EXERCISE OBJECTIVE
The whole set of entries is to be restated word for word.

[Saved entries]
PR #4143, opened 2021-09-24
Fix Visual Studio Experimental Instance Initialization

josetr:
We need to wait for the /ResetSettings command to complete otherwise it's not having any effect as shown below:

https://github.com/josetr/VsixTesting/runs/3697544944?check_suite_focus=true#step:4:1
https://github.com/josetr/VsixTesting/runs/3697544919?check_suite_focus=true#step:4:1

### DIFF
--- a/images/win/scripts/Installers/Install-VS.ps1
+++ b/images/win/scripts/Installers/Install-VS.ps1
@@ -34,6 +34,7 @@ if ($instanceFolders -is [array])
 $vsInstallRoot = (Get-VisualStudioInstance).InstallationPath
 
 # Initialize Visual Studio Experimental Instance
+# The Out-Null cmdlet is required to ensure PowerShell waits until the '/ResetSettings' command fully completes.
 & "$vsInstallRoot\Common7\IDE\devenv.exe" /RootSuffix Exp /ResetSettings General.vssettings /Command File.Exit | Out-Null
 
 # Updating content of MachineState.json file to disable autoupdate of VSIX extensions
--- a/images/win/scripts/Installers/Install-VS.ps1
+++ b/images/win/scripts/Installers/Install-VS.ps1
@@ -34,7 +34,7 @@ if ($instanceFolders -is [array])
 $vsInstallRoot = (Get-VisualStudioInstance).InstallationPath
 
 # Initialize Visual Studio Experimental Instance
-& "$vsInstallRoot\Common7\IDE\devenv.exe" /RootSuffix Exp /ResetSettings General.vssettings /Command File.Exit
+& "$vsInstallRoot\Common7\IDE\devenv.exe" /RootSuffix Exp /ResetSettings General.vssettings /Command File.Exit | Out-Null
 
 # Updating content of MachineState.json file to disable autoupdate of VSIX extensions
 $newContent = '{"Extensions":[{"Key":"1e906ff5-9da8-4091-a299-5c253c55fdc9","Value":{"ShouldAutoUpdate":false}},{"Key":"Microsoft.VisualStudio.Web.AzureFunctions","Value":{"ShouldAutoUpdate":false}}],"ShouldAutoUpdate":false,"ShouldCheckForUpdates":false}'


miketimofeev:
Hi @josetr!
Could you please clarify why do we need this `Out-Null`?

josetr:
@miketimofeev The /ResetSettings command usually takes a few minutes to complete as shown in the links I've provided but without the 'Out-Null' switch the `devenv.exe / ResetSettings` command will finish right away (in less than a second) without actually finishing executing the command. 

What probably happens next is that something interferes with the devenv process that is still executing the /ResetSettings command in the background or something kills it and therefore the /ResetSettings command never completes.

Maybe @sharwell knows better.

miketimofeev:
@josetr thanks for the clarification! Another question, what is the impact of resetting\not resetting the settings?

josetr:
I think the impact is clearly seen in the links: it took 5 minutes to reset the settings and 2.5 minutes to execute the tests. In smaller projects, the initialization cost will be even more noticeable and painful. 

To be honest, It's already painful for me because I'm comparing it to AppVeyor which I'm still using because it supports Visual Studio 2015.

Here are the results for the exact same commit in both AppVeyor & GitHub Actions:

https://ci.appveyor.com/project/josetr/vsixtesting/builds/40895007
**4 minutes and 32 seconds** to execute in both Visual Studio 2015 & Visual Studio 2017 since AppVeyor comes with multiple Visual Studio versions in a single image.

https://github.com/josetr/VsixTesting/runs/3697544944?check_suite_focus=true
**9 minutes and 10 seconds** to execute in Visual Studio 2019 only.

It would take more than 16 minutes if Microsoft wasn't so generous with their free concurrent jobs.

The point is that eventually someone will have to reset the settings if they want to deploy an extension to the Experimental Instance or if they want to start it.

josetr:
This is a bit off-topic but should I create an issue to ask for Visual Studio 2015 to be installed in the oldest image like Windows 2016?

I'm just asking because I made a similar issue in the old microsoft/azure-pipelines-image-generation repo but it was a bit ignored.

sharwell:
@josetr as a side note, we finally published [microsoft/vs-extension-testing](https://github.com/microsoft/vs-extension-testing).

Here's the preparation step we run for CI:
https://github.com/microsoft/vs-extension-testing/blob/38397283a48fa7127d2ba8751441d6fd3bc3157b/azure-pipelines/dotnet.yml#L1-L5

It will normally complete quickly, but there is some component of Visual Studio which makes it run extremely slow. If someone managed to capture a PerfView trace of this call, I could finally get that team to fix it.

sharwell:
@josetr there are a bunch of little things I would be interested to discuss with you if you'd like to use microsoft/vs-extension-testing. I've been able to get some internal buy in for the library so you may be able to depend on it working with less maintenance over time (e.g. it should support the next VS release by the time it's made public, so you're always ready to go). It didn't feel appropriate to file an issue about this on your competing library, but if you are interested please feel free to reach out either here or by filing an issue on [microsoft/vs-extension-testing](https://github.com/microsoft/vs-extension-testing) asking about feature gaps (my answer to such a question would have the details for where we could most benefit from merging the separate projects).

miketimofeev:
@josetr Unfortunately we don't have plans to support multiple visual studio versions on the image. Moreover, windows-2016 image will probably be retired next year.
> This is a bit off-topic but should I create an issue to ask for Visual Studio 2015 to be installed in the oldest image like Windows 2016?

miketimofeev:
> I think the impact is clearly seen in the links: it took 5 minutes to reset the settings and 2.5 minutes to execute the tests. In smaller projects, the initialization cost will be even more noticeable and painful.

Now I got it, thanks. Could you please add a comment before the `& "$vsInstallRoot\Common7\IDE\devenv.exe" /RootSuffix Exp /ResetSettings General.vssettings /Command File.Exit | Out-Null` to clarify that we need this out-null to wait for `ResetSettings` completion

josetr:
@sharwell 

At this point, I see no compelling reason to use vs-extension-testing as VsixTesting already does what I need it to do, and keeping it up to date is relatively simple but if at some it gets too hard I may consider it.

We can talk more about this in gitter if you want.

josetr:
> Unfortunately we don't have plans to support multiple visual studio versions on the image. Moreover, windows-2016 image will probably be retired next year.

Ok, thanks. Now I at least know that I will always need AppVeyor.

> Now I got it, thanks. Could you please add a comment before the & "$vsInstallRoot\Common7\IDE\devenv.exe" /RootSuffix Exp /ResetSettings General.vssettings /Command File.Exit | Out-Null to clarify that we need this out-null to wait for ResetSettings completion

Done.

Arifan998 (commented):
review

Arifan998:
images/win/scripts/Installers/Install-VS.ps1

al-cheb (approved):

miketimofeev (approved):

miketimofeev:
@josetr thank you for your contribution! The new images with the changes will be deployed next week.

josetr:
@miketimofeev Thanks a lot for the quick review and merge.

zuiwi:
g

WRITTEN SOLUTION
PR #4143, opened 2021-09-24
Fix Visual Studio Experimental Instance Initialization

josetr:
We need to wait for the /ResetSettings command to complete otherwise it's not having any effect as shown below:

https://github.com/josetr/VsixTesting/runs/3697544944?check_suite_focus=true#step:4:1
https://github.com/josetr/VsixTesting/runs/3697544919?check_suite_focus=true#step:4:1

### DIFF
--- a/images/win/scripts/Installers/Install-VS.ps1
+++ b/images/win/scripts/Installers/Install-VS.ps1
@@ -34,6 +34,7 @@ if ($instanceFolders -is [array])
 $vsInstallRoot = (Get-VisualStudioInstance).InstallationPath
 
 # Initialize Visual Studio Experimental Instance
+# The Out-Null cmdlet is required to ensure PowerShell waits until the '/ResetSettings' command fully completes.
 & "$vsInstallRoot\Common7\IDE\devenv.exe" /RootSuffix Exp /ResetSettings General.vssettings /Command File.Exit | Out-Null
 
 # Updating content of MachineState.json file to disable autoupdate of VSIX extensions
--- a/images/win/scripts/Installers/Install-VS.ps1
+++ b/images/win/scripts/Installers/Install-VS.ps1
@@ -34,7 +34,7 @@ if ($instanceFolders -is [array])
 $vsInstallRoot = (Get-VisualStudioInstance).InstallationPath
 
 # Initialize Visual Studio Experimental Instance
-& "$vsInstallRoot\Common7\IDE\devenv.exe" /RootSuffix Exp /ResetSettings General.vssettings /Command File.Exit
+& "$vsInstallRoot\Common7\IDE\devenv.exe" /RootSuffix Exp /ResetSettings General.vssettings /Command File.Exit | Out-Null
 
 # Updating content of MachineState.json file to disable autoupdate of VSIX extensions
 $newContent = '{"Extensions":[{"Key":"1e906ff5-9da8-4091-a299-5c253c55fdc9","Value":{"ShouldAutoUpdate":false}},{"Key":"Microsoft.VisualStudio.Web.AzureFunctions","Value":{"ShouldAutoUpdate":false}}],"ShouldAutoUpdate":false,"ShouldCheckForUpdates":false}'


miketimofeev:
Hi @josetr!
Could you please clarify why do we need this `Out-Null`?

josetr:
@miketimofeev The /ResetSettings command usually takes a few minutes to complete as shown in the links I've provided but without the 'Out-Null' switch the `devenv.exe / ResetSettings` command will finish right away (in less than a second) without actually finishing executing the command. 

What probably happens next is that something interferes with the devenv process that is still executing the /ResetSettings command in the background or something kills it and therefore the /ResetSettings command never completes.

Maybe @sharwell knows better.

miketimofeev:
@josetr thanks for the clarification! Another question, what is the impact of resetting\not resetting the settings?

josetr:
I think the impact is clearly seen in the links: it took 5 minutes to reset the settings and 2.5 minutes to execute the tests. In smaller projects, the initialization cost will be even more noticeable and painful. 

To be honest, It's already painful for me because I'm comparing it to AppVeyor which I'm still using because it supports Visual Studio 2015.

Here are the results for the exact same commit in both AppVeyor & GitHub Actions:

https://ci.appveyor.com/project/josetr/vsixtesting/builds/40895007
**4 minutes and 32 seconds** to execute in both Visual Studio 2015 & Visual Studio 2017 since AppVeyor comes with multiple Visual Studio versions in a single image.

https://github.com/josetr/VsixTesting/runs/3697544944?check_suite_focus=true
**9 minutes and 10 seconds** to execute in Visual Studio 2019 only.

It would take more than 16 minutes if Microsoft wasn't so generous with their free concurrent jobs.

The point is that eventually someone will have to reset the settings if they want to deploy an extension to the Experimental Instance or if they want to start it.

josetr:
This is a bit off-topic but should I create an issue to ask for Visual Studio 2015 to be installed in the oldest image like Windows 2016?

I'm just asking because I made a similar issue in the old microsoft/azure-pipelines-image-generation repo but it was a bit ignored.

sharwell:
@josetr as a side note, we finally published [microsoft/vs-extension-testing](https://github.com/microsoft/vs-extension-testing).

Here's the preparation step we run for CI:
https://github.com/microsoft/vs-extension-testing/blob/38397283a48fa7127d2ba8751441d6fd3bc3157b/azure-pipelines/dotnet.yml#L1-L5

It will normally complete quickly, but there is some component of Visual Studio which makes it run extremely slow. If someone managed to capture a PerfView trace of this call, I could finally get that team to fix it.

sharwell:
@josetr there are a bunch of little things I would be interested to discuss with you if you'd like to use microsoft/vs-extension-testing. I've been able to get some internal buy in for the library so you may be able to depend on it working with less maintenance over time (e.g. it should support the next VS release by the time it's made public, so you're always ready to go). It didn't feel appropriate to file an issue about this on your competing library, but if you are interested please feel free to reach out either here or by filing an issue on [microsoft/vs-extension-testing](https://github.com/microsoft/vs-extension-testing) asking about feature gaps (my answer to such a question would have the details for where we could most benefit from merging the separate projects).

miketimofeev:
@josetr Unfortunately we don't have plans to support multiple visual studio versions on the image. Moreover, windows-2016 image will probably be retired next year.
> This is a bit off-topic but should I create an issue to ask for Visual Studio 2015 to be installed in the oldest image like Windows 2016?

miketimofeev:
> I think the impact is clearly seen in the links: it took 5 minutes to reset the settings and 2.5 minutes to execute the tests. In smaller projects, the initialization cost will be even more noticeable and painful.

Now I got it, thanks. Could you please add a comment before the `& "$vsInstallRoot\Common7\IDE\devenv.exe" /RootSuffix Exp /ResetSettings General.vssettings /Command File.Exit | Out-Null` to clarify that we need this out-null to wait for `ResetSettings` completion

josetr:
@sharwell 

At this point, I see no compelling reason to use vs-extension-testing as VsixTesting already does what I need it to do, and keeping it up to date is relatively simple but if at some it gets too hard I may consider it.

We can talk more about this in gitter if you want.

josetr:
> Unfortunately we don't have plans to support multiple visual studio versions on the image. Moreover, windows-2016 image will probably be retired next year.

Ok, thanks. Now I at least know that I will always need AppVeyor.

> Now I got it, thanks. Could you please add a comment before the & "$vsInstallRoot\Common7\IDE\devenv.exe" /RootSuffix Exp /ResetSettings General.vssettings /Command File.Exit | Out-Null to clarify that we need this out-null to wait for ResetSettings completion

Done.

Arifan998 (commented):
review

Arifan998:
images/win/scripts/Installers/Install-VS.ps1

al-cheb (approved):

miketimofeev (approved):

miketimofeev:
@josetr thank you for your contribution! The new images with the changes will be deployed next week.

josetr:
@miketimofeev Thanks a lot for the quick review and merge.

zuiwi:
g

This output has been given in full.